Dipicu oleh komentar kontroversial Molly-Mae 'kita semua memiliki 24 jam yang sama dalam sehari' pada tahun 2022 dan diabadikan dengan kata-kata kasar Kim K dengan nada serupa, percakapan tersebut mengajak kita untuk memikirkan mengapa kita begitu bersemangat untuk terus beribadah di altar kesibukan ketika kita tahu itu tidak ada gunanya bagi kita.

Hal ini sebenarnya tidak mengejutkan, mengingat kerja keras sepertinya tidak lagi membuahkan hasil.

Di tengah krisis biaya hidup yang berarti generasi Z mungkin tidak akan mampu membeli rumah atau pensiun pada usia yang wajar – belum lagi ancaman yang ditimbulkan oleh perubahan iklim dan konflik bersenjata yang semakin memburuk – ambisi semakin kehilangan daya tariknya. bagi masyarakat yang kelelahan dan konsumeris, gaya hidup materialistis tidak dianggap layak untuk ikut serta dalam perlombaan tikus.

“Ada perasaan yang semakin berkembang di dunia maya bahwa kerja keras memperkuat sistem yang, paling banter, tidak memberikan imbalan apa pun dan, paling buruk, secara aktif mengacaukan mereka,” tulisnya. Leila Latif.

'Dan lahirlah revolusi “kehidupan yang lembut” – di mana prioritasnya bukan lagi tentang bekerja sekuat tenaga untuk menjadi #girlboss atau “condong ke dunia korporat laki-laki dan terus berusaha sampai Anda “memiliki semuanya”. Lebih banyak waktu dan energi untuk hal-hal yang membuat Anda bahagia dan sesedikit mungkin waktu untuk fokus pada hal-hal yang tidak membuat Anda bahagia.'

Secara realistis, kami telah menuju perhitungan ini selama beberapa waktu sekarang.

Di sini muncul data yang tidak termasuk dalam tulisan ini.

Issue #55, opened 2018-11-30
Consume ETW metadata from within trace files


jenatali:
When a trace is collected and run through XPerf's -merge functionality (which is done for GPUView traces), there's additional synthetic events that are injected just before the first instance of each event that is parseable on the machine doing the merge, which contains all of the metadata necessary to decode the payload of these events.

Ideally, PresentMon should be able to consume these instead of going to TDH, in order to support capturing a trace on one system, and running PresentMon on it on another system, without having to worry about the event format changing between the two.

JeffersonMontgomery-Intel:
Merged into master, should generate a release soon just hoping to get a few more small changes in.

PR #56, opened 2018-12-17
Add support for consuming XPerf's metadata provider.

jenatali:
Implements #55 

This provider consists purely of events that were injected into ETL files during the merge process. On the machine doing the merge, TDH is queried and the resulting metadata is included in the stream, so events can be decoded on machines which don't have the same version of ETW manifests as the one which produced the ETL.

Windows Performance Toolkit comes with a KernelTraceControl.h containing the definition of the metadata provider GUID and the opcode value for the metadata events. These events payload a TRACE_EVENT_INFO struct for some other provider/event.

Unfortunately, TDH doesn't have APIs for decoding based on a provided TRACE_EVENT_INFO, only ones which operate on an internally-located TRACE_EVENT_INFO from (e.g.) an XML manifest. So the payload parsing has to be done manually. Currently, PresentMon only queries data from simple (no structs or arrays) events, so the parsing is kept simple.

For the MR data, all of the events are tracelogging, which contain their metadata within the event itself, so TDH can be used to parse those safely no matter what machine is doing the decoding.

Also... update the SDK version to the latest, since my home PC doesn't have the older ones. I'm open to reverting this portion if there's objections.

### DIFF
--- a/PresentData/KernelTraceControl.h
+++ b/PresentData/KernelTraceControl.h
@@ -1,0 +1,182 @@
+/*++
+
+Copyright (c) Microsoft Corporation.  All rights reserved.
+
+Module Name:
+
+    KernelTraceControl.h
+
+Abstract:
+
+    Public headers for event tracing control applications,
+    consumers and providers
+
+--*/
+
+#ifndef _KERNELTRACECONTROL_H_
+#define _KERNELTRACECONTROL_H_
+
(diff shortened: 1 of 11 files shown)


jenatali:
@JeffersonMontgomery-Intel would you be able to take a look at this? It's been sitting for >1 month. Thanks!

PR #75, opened 2020-03-27
Add CompositionSurfaceLuid and SwapChain Size to PresentEvent Struct

ZuomingShi:
Adding these SwainChian size should allow PresentData users to detect swapchain resize events, while adding CompositionSurfaceLuid allows users to correlate presentation events with other ETW events on Windows.


PresentData/PresentMonTraceConsumer.hpp
```diff
@@ -97,6 +97,9 @@ struct PresentEvent {
     Runtime Runtime;
     PresentMode PresentMode;
     PresentResult FinalState;
+    uint32_t DestWidth;
```
jenatali: These new fields are uninitialized. Add them to the initializer list in PresentMonTraceConsumer.cpp.

ZuomingShi: Added, thanks!

PR #76, opened 2020-04-06
Add basic PresentMon CSV Snapshot Comparison Test

ZuomingShi:
Add basic PresentMon test that compares the csv output of PresentMon with a snapshot from the verious version, agnostic to column ordering and whitespace changes. Add a basic test case for D3D12 flip mode.

The test is compiled in a new project that uses the C++ GTest framework. It runs the binary produced by the PresentMon project to generate a csv from a pre-recorded .ETL file, and compare the output of that file against the output of a previous version. By default a process name to track must be specified for each test case.

If the csv files do not match, the test will fail and report the first instance of mismatch.

.csv files have been removed from .gitignore file to simplify the process of adding future test cases.


JeffersonMontgomery-Intel:
I have googletests in a different fork I'd like to align these with.  Is the TaefTest implementation (and generalized PRESENTMON_EXPECTE... macros) important for you or is it ok if I drop these when merging the two?

ZuomingShi:
Hi Jefferson, thanks for the suggestion! I chatted with some folks and we agreed that dropping TaefTest here is fine.

Were you thinking of starting a different PR?

JeffersonMontgomery-Intel:
No, I'll just take your commit here and add some changes on top to make it align better with some other stuff I have.  I'll post here so you can review the changes first.

ZuomingShi:
Sounds good, thanks!

ZuomingShi:
Hi @JeffersonMontgomery-Intel, when do you think the new changes will become available?

JeffersonMontgomery-Intel:
Can you take a look at the test branch here (I couldn't figure out how to add it to the PR): https://github.com/GameTechDev/PresentMon/commits/tests

Let me know if that all looks ok and I'll merge it all in.  Or, we can discuss any changes needed here still.

p.s., your ETL actually exposed a crazy-rare bug already (https://github.com/GameTechDev/PresentMon/commit/ba0fdbdc9448b40ff0614bc3e87f4b37bc0d53ee) :) :)

ZuomingShi:
Sure! The change is pretty big and I need to finish some internal tasks, but I'll try to get back by the end of this week, if not with more feedback, then at least with a better ETA.

Glad that it's caught something already :) Awesome!

One quick thing I saw that is that there are duplicate entries from line 42-49 on the .sln file. Is it missing the Win32 configuration? https://github.com/GameTechDev/PresentMon/blob/tests/PresentMon.sln

ZuomingShi:
Sorry, I got sidetracked and didn't get a chance to look at it this week. I'll be prioritizing looking at it next week.

ZuomingShi:
Hi Jefferson, the PR looks fine to me, thanks! Only the change (cosmetic) I mentioned earlier comes to mind: 

The .sln file has some duplicate entires in line 42-49 https://github.com/GameTechDev/PresentMon/blob/tests/PresentMon.sln

Feel free to merge the tests branch into master whenever.

JeffersonMontgomery-Intel:
I think this is all in master now.

I decided to provide the ETL/CSV pairs through a release binary instead of LFS checkins.  That may end up being more cumbersome, but after reading a bit about github/LFS restrictions I think this way gives us more control especially if we don't need to version the ETL/CSVs with PresentMon.

I added some more ETLs, so coverage is looking a little better. https://github.com/GameTechDev/PresentMon/tree/master/Tests#presentmontestetls-coverage  Main thing missing is some win7 examples, which I'll add next.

Sebab, khususnya di era digital, tidak jarang kita dihadapkan pada tekanan bawah sadar yang terus-menerus bahwa menjadi sibuk berarti menjadi produktif dan menjadi produktif berarti menjadi sukses. Kebahagiaan itu tidak mungkin tercapai jika kita tidak memanfaatkan setiap momen yang kita miliki.

Meskipun kebanyakan dari kita tidak menyadari bahwa kita Terbakar habis sampai itu merayap pada kita, mempercayai gagasan bahwa terbang melalui kehidupan dengan kecepatan sangat tinggi adalah penanda yang valid tentang seberapa baik yang kita lakukan membuat kita benar-benar tidak dapat mengumpulkan kekuatan untuk bertahan pada tingkat kita sekarang.

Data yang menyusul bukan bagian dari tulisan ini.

PR #81, opened 2020-05-26
Provide -shutdown option to terminate already running PresentMon

pskhodad:
To terminate already running PresentMon process user can launch PresentMon with -shutdown option.

### DIFF
--- a/PresentMon/CommandLine.cpp
+++ b/PresentMon/CommandLine.cpp
@@ -248,6 +248,7 @@ static void PrintHelp()
                                     " listed as '<error>'.",
         "-terminate_on_proc_exit",  "Terminate PresentMon when all the target processes have exited.",
         "-terminate_after_timed",   "When using -timed, terminate PresentMon after the timed capture completes.",
+        "-shutdown",                "Terminate already running PresentMon process",
 
         "Beta options", nullptr,
         "-include_mixed_reality",   "Capture Windows Mixed Reality data to a CSV file with \"_WMR\" suffix.",
@@ -325,6 +326,7 @@ bool ParseCommandLine(int argc, char** argv)
     args->mIncludeWindowsMixedReality = false;
     args->mMultiCsv = false;
     args->mStopExistingSession = false;
+    args->mShutdown = false;
 
     bool simple = false;
     bool verbose = false;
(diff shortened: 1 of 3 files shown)


JeffersonMontgomery-Intel:
Thank-you, looks like a useful feature!

Looking through this, my first thought was wondering if this will work well if there are multiple PresentMon processes running.  Then I realized we already have this capability, albeit in a cumbersome way :).   The following will terminate any existing PresentMon process that is using the default session name (and you can target a particular process using `-session_name` as well):
```
PresentMon-dev-x64.exe -no_csv -dont_restart_as_admin -stop_existing_session -timed 0 -terminate_after_timed
```

So, I'm curious if that's enough?  Maybe we can just add a command line argument that is essentially an alias to that (plus maybe with some output cleanup)... something like:
```
-terminate_existing [session_name]
```

pskhodad:
Agree if this can be achieved with existing command line options then its better alternative

`PresentMon-dev-x64.exe -no_csv -dont_restart_as_admin -stop_existing_session -timed 0 -terminate_after_timed`

I had mixed result with above command-line, target PresentMon process exited but then new one continued to run on few occasions. Something time sensitive thing at play.

JeffersonMontgomery-Intel:
Hmm.  Maybe there's a race or bug with `-timed 0 -terminate_after_timed`... -timed 0 isn't a common usage.  I'll try to look into that.  Is there anything specific you noticed about when it continues running compared to when it stops?  How often does it continue running vs not?

pskhodad:
> How often does it continue running vs not?

1/10  times it continued to run, although repro was pretty consistent if I launch PresentMon that does the shutdown job using debugger. Initially I had breakpoint set between stop and start of session but later on it was happening even without breakpoint disabled. 

>         status = TraceSession::StopNamedSession(args.mSessionName);
>         if (status == ERROR_SUCCESS) {
>             status = gSession.Start(gPMConsumer, gMRConsumer, args.mEtlFileName, args.mSessionName);
>         }
> 

> Is there anything specific you noticed about when it continues running compared to when it stops?

Although not difference but common between two is - RECORDING message to console is always displayed even when it successfully shutdowns first instance and terminates itself.

JeffersonMontgomery-Intel:
OK, I think I've found the issue... will work on a fix and look at adding `-terminate_existing` at the same time.

JeffersonMontgomery-Intel:
Master now has command line argument that should implement this:

```
  -terminate_existing       Terminate any existing PresentMon realtime trace
                            sessions, then exit.  Use with -session_name to target
                            particular sessions.
```

Let me know if you see any issues!

PR #88, opened 2020-10-14
Allow PresentEvents to be constructed and removed like a PoD type

Zu-shi:
PresentData's destructor has asserts to catch incomplete events being destroyed. While this can be useful scenarios, it creates unexpected behaviors when these events are copied for diagnostic or record-keeping purposes.

My perspective is that this assert is better done in the debugger to keep the code clean and easy to use.

Alternatively, additional flags could help as a workaround, but isn't as clean.

### DIFF
--- a/PresentData/MixedRealityTraceConsumer.cpp
+++ b/PresentData/MixedRealityTraceConsumer.cpp
@@ -122,11 +122,6 @@ LateStageReprojectionEvent::LateStageReprojectionEvent(EVENT_HEADER const& hdr)
 {
 }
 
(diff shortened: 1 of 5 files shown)


JeffersonMontgomery-Intel:
Can you move the assert to here instead of just removing it?

https://github.com/GameTechDev/PresentMon/blob/main/PresentMon/OutputThread.cpp#L310

Zu-shi:
Makes sense, just added, and added the same logic to Late Stage Reprojection frames.

PR #90, opened 2020-11-11
Add support for Blit Cancel events

jeffwick-msft:
There are cases where a Present Blit can be optimized out in kernel. In such cases, we return success to the caller, but issue no further work for the present, leaving PresentMon to see these as outstanding. A future OS release will issue a new ETW event when such a scenario occurs. This change detects this new event and marks the present as discarded.

Signed-off-by: Jeff Wickenheiser <jeffwick@microsoft.com>

### DIFF
--- a/PresentData/ETW/Microsoft_Windows_DxgKrnl.h
+++ b/PresentData/ETW/Microsoft_Windows_DxgKrnl.h
@@ -157,11 +157,6 @@ struct Blit_Info_Struct {
 };
 
 template<typename PointerT>
-struct Blit_Cancel_Struct {
-    PointerT    hwnd;
-};
-
-template<typename PointerT>
 struct Flip_Info_Struct {
     PointerT    pDmaBuffer;
     uint32_t    VidPnSourceId;
--- a/PresentData/ETW/Microsoft_Windows_DxgKrnl.h
+++ b/PresentData/ETW/Microsoft_Windows_DxgKrnl.h
@@ -111,6 +111,7 @@ enum class Channel : uint8_t {
 };
 
 EVENT_DESCRIPTOR_DECL(Blit_Info                     , 0x00a6, 0x00, 0x11, 0x04, 0x00, 0x0067, 0x4000000000000001)
+EVENT_DESCRIPTOR_DECL(Blit_Cancel                   , 0x01f5, 0x00, 0x11, 0x04, 0x00, 0x0135, 0x4000000000000001)
 EVENT_DESCRIPTOR_DECL(Flip_Info                     , 0x00a8, 0x00, 0x11, 0x00, 0x00, 0x0003, 0x4000000000000001)
 EVENT_DESCRIPTOR_DECL(FlipMultiPlaneOverlay_Info    , 0x00fc, 0x00, 0x11, 0x00, 0x00, 0x008f, 0x4000000000000001)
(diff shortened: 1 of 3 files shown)


PresentData/ETW/Microsoft_Windows_DxgKrnl.h
```diff
@@ -155,6 +156,11 @@ struct Blit_Info_Struct {
     uint32_t    SubRectCount;
 };
 
+template<typename PointerT>
+struct Blit_Cancel_Struct {
```
jenatali, line 160: I'm having trouble finding what these are actually used for. Do we need one here?

jenatali (approved):
LGTM.

PresentData/ETW/Microsoft_Windows_DxgKrnl.h
jeffwick-msft: We don't actually read any payload from this event, so this indeed goes unused. I can get rid of it.

PresentData/PresentMonTraceConsumer.cpp
```diff
@@ -707,6 +717,12 @@ void PMTraceConsumer::HandleDXGKEvent(EVENT_RECORD* pEventRecord)
         HandleDxgkBlt(hdr, hwnd, bRedirectedPresent);
         break;
     }
+    case Microsoft_Windows_DxgKrnl::Blit_Cancel::Id:
+    {
+        TRACK_PRESENT_PATH_GENERATE_ID();
```
JeffersonMontgomery-Intel, line 722: This should be a TRACK_PRESENT_PATH() macro, instead of ..._GENERATE_ID().  I know it's sort of confusing... if there's any improvement to the comment on line 37 you can think of let me know :)

PresentData/ETW/Microsoft_Windows_DxgKrnl.h
JeffersonMontgomery-Intel: No they're generated by etw_list tool but not used by any PresentMon code.  That said, they can have use as documentation e.g., when re-running etw_list later it can be useful to see diffs in properties/versions etc.

PresentData/PresentMonTraceConsumer.cpp
```diff
@@ -235,6 +235,16 @@ void PMTraceConsumer::HandleDxgkBlt(EVENT_HEADER const& hdr, uint64_t hwnd, bool
     }
 }
 
+void PMTraceConsumer::HandleDxgkBltCancel(EVENT_HEADER const& hdr)
```
JeffersonMontgomery-Intel, line 238: Can you add a comment here (basically, your commit message)?

PresentData/ETW/Microsoft_Windows_DxgKrnl.h
jeffwick-msft: Is this one interesting for that case, given we don't utilize any of the data? Happy to add it back if you'd like it.

PresentData/PresentMonTraceConsumer.cpp
jeffwick-msft: Thanks, I hadn't seen the comment before... this makes more sense now.

PresentData/ETW/Microsoft_Windows_DxgKrnl.h
JeffersonMontgomery-Intel: Not a big deal... either way :)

Terutama jika hal tersebut tidak memberikan imbalan nyata, seperti janji masa depan yang stabil.

@ fmsmith319Generasi Z dan Milenial lebih memprioritaskan hidup daripada bekerja♬ suara asli – Freddie Smith

'Kami menggunakan kesibukan sebagai pengalih perhatian yang indah dan mengerikan dari kehidupan, dan rasa sakit, dan emosi, dan hal-hal yang tidak ingin kami hadapi,' kata Caroline Dooner, Penulis Lelah As F * ck.

'Ini adalah gangguan dari belajar untuk bersama diri kita sendiri dan itu licik karena itu adalah kecanduan yang dapat diterima secara sosial.'

Seperti yang dijelaskan Latif, kehidupan yang lembut (jika bisa diakses) adalah cara Gen Z memilih untuk melepaskan diri dari pengaruhnya.

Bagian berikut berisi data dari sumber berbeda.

PR #58, opened 2023-06-19
import/export Taxonomy API functions

ChrisChV:
## Description
Implements [import_tags](https://docs.google.com/document/d/13zfsGDfomSTCp_G-_ncevQHAb4Y4UW0d_6N8R2PdHlA/edit#heading=h.bu5slo87hawp) and [export_tags](https://docs.google.com/document/d/13zfsGDfomSTCp_G-_ncevQHAb4Y4UW0d_6N8R2PdHlA/edit#heading=h.u3ydxm3x6l0n) functions

## Supporting information
Merge after https://github.com/openedx/openedx-learning/pull/57. 

Closes https://github.com/openedx/modular-learning/issues/64

## Testing instructions

- Ensure that the tests cover the expected behaviour

### DIFF
--- a/openedx_tagging/core/tagging/api.py
+++ b/openedx_tagging/core/tagging/api.py
@@ -10,12 +10,27 @@ No permissions/rules are enforced by these methods -- these must be enforced in 
 Please look at the models.py file for more information about the kinds of data
 are stored in this app.
 """
+import csv
+import json
+from enum import Enum
+from io import StringIO, BytesIO, TextIOWrapper
 from typing import List, Type
 
+from django.db import transaction
 from django.db.models import QuerySet
+from django.core.exceptions import ObjectDoesNotExist
 from django.utils.translation import gettext_lazy as _
 
 from .models import ObjectTag, Tag, Taxonomy
+
+csv_fields = ['id', 'name', 'parent_id', 'parent_name']
+
+class TaxonomyDataFormat(Enum):
+    """
+    Formats used to export and import Taxonomies
+    """
+    CSV = 'CSV'
+    JSON = 'JSON'
 
 
 def create_taxonomy(
@@ -29,6 +44,7 @@ def create_taxonomy(
     """
     Creates, saves, and returns a new Taxonomy with the given attributes.
     """
+
     return Taxonomy.objects.create(
         name=name,
         description=description,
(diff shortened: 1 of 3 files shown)


openedx-webhooks:

- supporting documentation

tests/openedx_tagging/core/tagging/test_api.py
```diff
@@ -205,3 +211,124 @@ def test_tag_object_invalid_tag(self):
                 "course",
             )
         assert "Invalid object tag for taxonomy" in str(exc.exception)
+
+    def test_import_tags_csv(self):
```
pomegranited, line 215: There's some lines missing from the test coverage for import and export -- could you add tests for them too?

```
openedx_tagging/core/tagging/api.py                                                 145     11     64      9    90%   185, 191, 206, 212->224, 215, 221-222, 224->exit, 287-289, 304, 310, 340->exit
```

ChrisChV: Sure, thanks!

bradenmacdonald:
@ChrisChV Until @pomegranited 's PR is merged, can you please change the "merge target" of this PR from `main` to her branch? Then it will only show the changes from your new commit. After her PR merges you can change it back to `main`.

openedx_tagging/core/tagging/api.py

Berbeda dengan gerakan #ThatGirl, yang mendorong kita untuk secara konsisten mengembangkan diri – alias sesi gym pukul 7 pagi, pola makan yang sehat, dan sepuluh langkah rutinitas perawatan kulit – di samping jadwal yang penuh kesibukan, kehidupan yang santai mengajarkan kita untuk memperlambat sepenuhnya.

Penggemar perubahan radikal dalam pola pikir ini menekankan bahwa ini semua tentang menyadari di sini-dan-sekarang, untuk menikmati hal-hal kecil saat itu terjadi, untuk membuat keputusan yang dipertimbangkan tentang bagaimana menghabiskan waktu kita, dan untuk tidak pernah terburu-buru atau terlalu kenyang. buku harian kita.

Ini, kata mereka, jauh lebih sehat daripada kecenderungan kita yang sering mencentang item dari daftar tugas kita saat kita berusaha untuk terus menggiling.

'Ada sesuatu tentang kelembutan yang tidak dihargai atau tidak dipahami di dunia korporat. Itu dipandang sebagai kelemahan,' Rose Gardner memberitahu Latif. 'Saya melihatnya sebagai kekuatan.'

Tentu saja, melepaskan diri dari perlombaan ini tidaklah mudah. Meskipun gagasan untuk berhenti dari pekerjaan dan menghilang ke dalam hutan adalah hal yang tidak masuk akal (apalagi tidak praktis), nilai-nilai yang diajarkan oleh revolusi kehidupan lunak (soft life revolution) tentu layak untuk diadopsi jika kita sedikit saja peduli terhadap kesejahteraan kita saat ini. .

'Ketika Anda menyadari bahwa dunia tidak berakhir dan orang-orang tidak membenci Anda jika Anda mengatakan tidak pada sesuatu, cobalah lagi dan lanjutkan saja,' kata Elsa Grace Evelyn, pembuat konten yang berbagai platformnya mewujudkan pandangan tersebut.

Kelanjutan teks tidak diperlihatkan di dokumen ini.